US schools weigh bulletproof uniforms: 'no different than a seatbelt in a car' - claudius
http://www.guardian.co.uk/world/2013/apr/26/us-bulletproof-uniforms-gun-control
======
john_b
> _"The American people have traditionally viewed the classroom as a revered
> sanctuary that should not be sullied by any form of negative influences
> either of an external or internal nature," it says. "Regrettably the
> safeguards which were initially put into place to protect the sanctity of
> the classroom didn't evolve with our dramatically changing society."_

These days, it's rare to find a quote in traditional media that directly and
succinctly addresses the main issue in an honest fashion. The religious
language being used is especially revealing: "revered" American "sanctuaries"
have been defiled, and the "sanctity of the classroom" has been compromised.
To address sins of this magnitude, the high priests of the Church of Safety at
All Costs are willing to go to any lengths, including hiring former Secret
Service personnel to train teachers, strap students into military grade armor,
and lobby for armed guards at the entrance to every school.

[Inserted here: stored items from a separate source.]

PR #1729, opened 2023-11-28
feat(text helper): function for modifying texts all over texts collec…

YishaiGlasner:
…tion.

### DIFF
--- a/sefaria/helper/text.py
+++ b/sefaria/helper/text.py
@@ -1,5 +1,9 @@
 # encoding=utf-8
+import unicodecsv as csv
+import io
 import re
+
+import pymongo
 
 from sefaria.model import *
 from sefaria.system.database import db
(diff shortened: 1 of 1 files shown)


sefaria/helper/text.py
```diff
@@ -1,6 +1,10 @@
 # encoding=utf-8
+import unicodecsv as csv
```
nsantacruz, line 2: In Python 3, `import csv` is enough. `csv` handles unicode.

nsantacruz (approved):

sefaria/helper/text.py
YishaiGlasner: but the lines:
    output = io.BytesIO()
    report = csv.writer(output)
won't work in the new csv module, and they were used here 3 times

PR #1735, opened 2023-12-04
Feature/sc 21570/staff who edit topic pages can upload an

stevekaplan123:
This PR allows for admins to upload and remove topic pictures.  The main frontend change is this new component [PictureUploader](https://github.com/Sefaria/Sefaria-Project/compare/master...feature/sc-21570/staff-who-edit-topic-pages-can-upload-an#diff-074d6375b4ee43ce060b48019510214b7aa2c3a3e1f9189d4dd23d5e46fc782eR1580-R1657)
I used this component in the TopicEditor and pass it down to the generic component AdminEditor that all admin tools use.  The PictureUploader can upload, remove, and show images.  

The [core backend change](https://github.com/Sefaria/Sefaria-Project/compare/master...feature/sc-21570/staff-who-edit-topic-pages-can-upload-an#diff-26c40bdd3eeaef442340754126fdbcb1ed9e451eb3bb31c02cb78053f5702eaaR3566-R3601) allows for uploading and deleting of images.  If the user uploads a picture and then uploads another picture, `old_filename` gets passed and is [deleted when uploading the new picture.](https://github.com/Sefaria/Sefaria-Project/pull/1735/files#diff-26c40bdd3eeaef442340754126fdbcb1ed9e451eb3bb31c02cb78053f5702eaaR3593). The PictureUploader component uses `old_filename` to know URL to display and passes this along to the API when a new picture is uploaded.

> _"It's like you find life jackets on ships or planes in case they go down,"
> he says. "It's no different to having a seatbelt in a car."_

Presently, only a few schools have taken it this far. But the cavalier
attitude with which they are able to discuss these changes shows the degree to
which America has accepted its post-9/11 militarization. Bulletproof vests for
children are now thought of as no different than seat belts or life jackets.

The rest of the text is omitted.